Читаем Немецкая литература ХХ века. Германия, Австрия: учебное пособие полностью

В новом свете видится теперь герою и его конфликт с Юдит. Суть его проясняется на фоне взаимоотношений той же «любовной пары», у которой они с Клэр и ее ребенком останавливаются во время путешествия. Эти взаимоотношения представляют некий гротескный симбиоз американского собственничества и европейского индивидуализма. Прожившие лет десять «буквально не сводя друг с друга глаз», он и она так и не смогли (или не захотели) подладиться друг к другу, что-то переиначить в себе. Они не мыслят своей любви без раздражения и ссор до белого каления; в орбиту их поглощенности друг другом оказываются втянутыми элементарнейшие мелочи быта, предметы утвари и мебель, которые «были им дороги, словно частицы собственного тела», будто ни в каком другом интерьере их любовь не смогла бы состояться, а разбитый чужим ребенком стакан или невозвращенная книга образовывали зияющую брешь не на кухонной или книжной полке, а в самом существовании их хозяев. В их искусственном напряжении чувств, «судорожной нежности», в приемах гостей, постоянно устраиваемых единственно ради того, чтобы найти в них «новые подтверждения неуместности постороннего вмешательства в их жизнь», в разделении собственности, от салфетки до последнего угла в доме, – во всем этом рассказчик узнает драму своего с Юдит превращения из любящих друг друга людей в откровенных врагов, а совместного существования – в изощренную пытку, в «немыслимый, исступленный танец, хореографом которого была ненависть». «Как и наши хозяева… мы тоже поделили все вещи на сферы влияния. Но поделили не от избытка нежности, а от лютой вражды: перенесли вражду и на вещи». На публике же они играли распределенные роли, что вполне устраивало посторонних, ибо не требовало от них душевного участия. «Я понял, наконец, – скажет герой Хандке, – какая цель гонит Юдит по моему следу… нас манило само ожесточение смертельной схватки…»

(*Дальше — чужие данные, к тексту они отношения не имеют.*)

PR #1336, opened 2023-02-01
Adds AnythingOfTypeT wrapper function

chrsalx:
## Summary

Adds `AnythingOfTypeT` function as a wrapper that provides generics support to `AnythingOfType`.

## Changes

* bumps go.mod version to 1.19.
* Adds `AnythingOfTypeT` function.
* Adds tests for `AnythingOfTypeT`.

## Motivation

The `AnythingOfType` function allows us to configure mocking behavior for any value for the provided type. The caveat to this is that `AnythingOfType` expects a string, this requires the user to know beforehand the full name of the type as it will be defined by Go at runtime.

This can lead to issues during the development of the tests caused by typos or by not naming the desired type properly. 

Using generics, Go can provide the name of the type without breaking the existing API.

```go
c := mockedService.
	On("TestMethod", AnythingOfTypeT[int]()).
	Return(nil)

assert.Nil(t, c.TestMethod(5))
```

### DIFF
--- a/.github/workflows/main.yml
+++ b/.github/workflows/main.yml
@@ -6,7 +6,7 @@ jobs:
     runs-on: ubuntu-latest
     strategy:
       matrix:
-        go_version: ["1.18.1", "1.17.6", "1.16.5"]
+        go_version: ["1.19.5"]
     steps:
       - uses: actions/checkout@v3
       - name: Setup Go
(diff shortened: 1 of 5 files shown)


dolmen:
The `testify` module doesn't yet rely on a Go version that has generics. `testify` is now a major point in the Go ecosystem, so it would not be wise yet to block users from upgrading `testify` (to benefit from bug fixes) if they are not able to upgrade their Go toolchain (example: support of a GOOS or GOARCH being removed in recent versions).

So that new code that use generics must be put in a separate file `mock_generics.go` with a `//go:build go1.18` guard.

dolmen:
We have `mock.IsType`: this is the function that should have a generic version. So prefix should be IsType, not AnythingOfType.

dolmen:
See also #1442.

Роман «Короткое письмо перед долгим прощанием» при всей преемственности проблем и мотивов – в гораздо большей степени, чем другие произведения Хандке, оставляет впечатление некоего палимпсеста. Возникает оно не только из-за имманентного включения прошлого в настоящее, австрийских и европейских реалий – в американские, но и благодаря предельной насыщенности повествования разнообразнейшими аллюзиями и реминисценциями: музыкальными, живописными, кинематографическими, историко-культурными.

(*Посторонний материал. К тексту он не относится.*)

PR #1347, opened 2023-02-11
Add mock.ElementsMatch argument matcher

### LINKED ISSUE #1117: Feature Request : Support non-deterministic ordering of slice args in `Mock.On(...)`
Assume that a function that we're mocking accepts a `slice[]` of `strings`, and it returns a response `friendData` thereafter.

A typical mock for this would be something like below - 

`serviceMock.On("GetFriends", friendIDs).Return(friendData, err)`

where, `friendIDs = []string{"abc", "def", "xyz"}`

The mock will work if (and only if)`GetFriends` is definitely called with `friendIDs = []string{"abc", "def", "xyz"}`. However, if it's called with say, `friendIDs = []string{"xyz", "abc", "def"}`, the mock will `panic` with `mock: Unexpected Method Call`.

Something like below - 

```
panic: 

mock: Unexpected Method Call
-----------------------------

GetFriends([]string)
                0: []string{"xyz", "abc", "def"}

The closest call I have is: 

GetFriends([]string)
                0: []string{"abc", "def", "xyz"}

Difference found in argument 0:

--- Expected
+++ Actual
@@ -1,4 +1,4 @@
 ([]string) (len=2) {
- (string) (len=3) "abc",
- (string) (len=3) "def",
- (string) (len=3) "xyz",
- (string) (len=3) "xyz",
- (string) (len=3) "abc",
- (string) (len=3) "def",
 }

Diff: 
        0: FAIL:  ([]string{"xyz", "abc", "def"}) != ([]string{"abc", "def", "xyz"}) [recovered]
        panic: 

```

It could be that the `friendIDs` are returned by another service (or a DB). Using `mock.Anything` (although it works) seems a bit _misleading_ - it's not as if we don't care as to what argument was used to call the function, just that the ordering of individual elements inside that slice is immaterial.

Is there an intention to support `Any` ordering of elements inside a `slice`, so long as all the elements (and only those elements) are there present in the argument?

### LINKED ISSUE #1180: Deprecate ObjectsAreEqual and ObjectsAreEqualValues from the assert package and move them in a separate package for reuse

brackendawson:
## Summary
Add an argument marcher to mock which matches if array/slice elements match.

## Changes
- Add `mock.ElementsMatch()` argument matcher.
- Refactor `mock.argumentMatcher` to be an interface, it pretty much already was.
- Move common code used by both assert and mock into an internal package.

## Motivation
There is already `mock.MatchedBy` which allows users to write this themselves, but it's not trivial and a lot of people seem to need this specific matcher.

```go
func TestIfy(t *testing.T) {
	m := &myMock{}
	m.On("Do", mock.ElementsMatch([]int{1, 2, 3})).Return()
	m.Do([]int{2, 3, 1})
}
```

## Related issues
Closes #1117 
Closes #1180

### DIFF
--- a/assert/assertions.go
+++ b/assert/assertions.go
@@ -17,8 +17,8 @@ import (
 	"unicode"
 	"unicode/utf8"
 
-	"github.com/davecgh/go-spew/spew"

Совершенно особое место в романе принадлежит литературным произведениям европейских и американских писателей. Семантика цитат, источники которых в одних случаях многократно оговариваются автором, в других – угадываются читателем, весьма сложна, их эстетическое присутствие многофункционально. Так, в качестве эпиграфа к обеим частям произведения Хандке использует цитаты из романа Карла Филиппа Морица (1757–1793) «Антон Райзер» (изданного в переводе на русский язык под названием «Путешественник»), в жанровой форме которого сам автор подчеркнул в свое время свойства психологического романа и биографии, а современники (включая Гёте) и потомки справедливо усматривали вариант «романа воспитания». Посредством эпиграфов, таким образом, Хандке уже задает своему повествованию специфическую жанровую форму – синтез «романа путешествия» с «воспитательным романом»; кроме того, кладет начало разветвленной системе образов-лейтмотивов («дом», «дорога», «перемена мест», «даль», «забвение», «явь») и создает исполненное символики своеобразное «хронотопное» обрамление. Помимо этого, каждый эпиграф содержит метафорический смысл одной из двух частей романа и ее основной пафос: если в первой преобладают мотивы неотвратимости дороги и поиска, то вторая дополняет их мотивом душевного исцеления, небходимого для начала качественно нового этапа жизни.

Обилие цитат в романе в некоторой мере объяснимо профессией рассказчика и состоянием творческого кризиса, в котором он оказался: ранее подвизавшийся на драматургическом поприще, теперь он тяготеет к прозе, и его обращение к опыту предшественников вполне логично. В этом смысле путешествие героя-писателя получает еще одно измерение – вглубь литературной и культурной традиции, сознательное «примеривание» себя к ней, своей истории – к опыту знаковых для Хандке литературных персонажей и их «отцов». Особенно велика в художественной системе произведения роль одного из классических «романов воспитания» – «Зеленого Генриха» Готфрида Келлера, развернутые отсылки к которому и даже фрагменты текста, переживания его заглавного персонажа Генриха Лее постоянно соотносятся героем Хандке с перипетиями собственной жизни. Перефразировав слова Гёте в адрес автора «Антона Райзера», герой Хандке вполне мог бы сказать о персонаже Келлера: он мне словно старший брат, мы оба одного полета.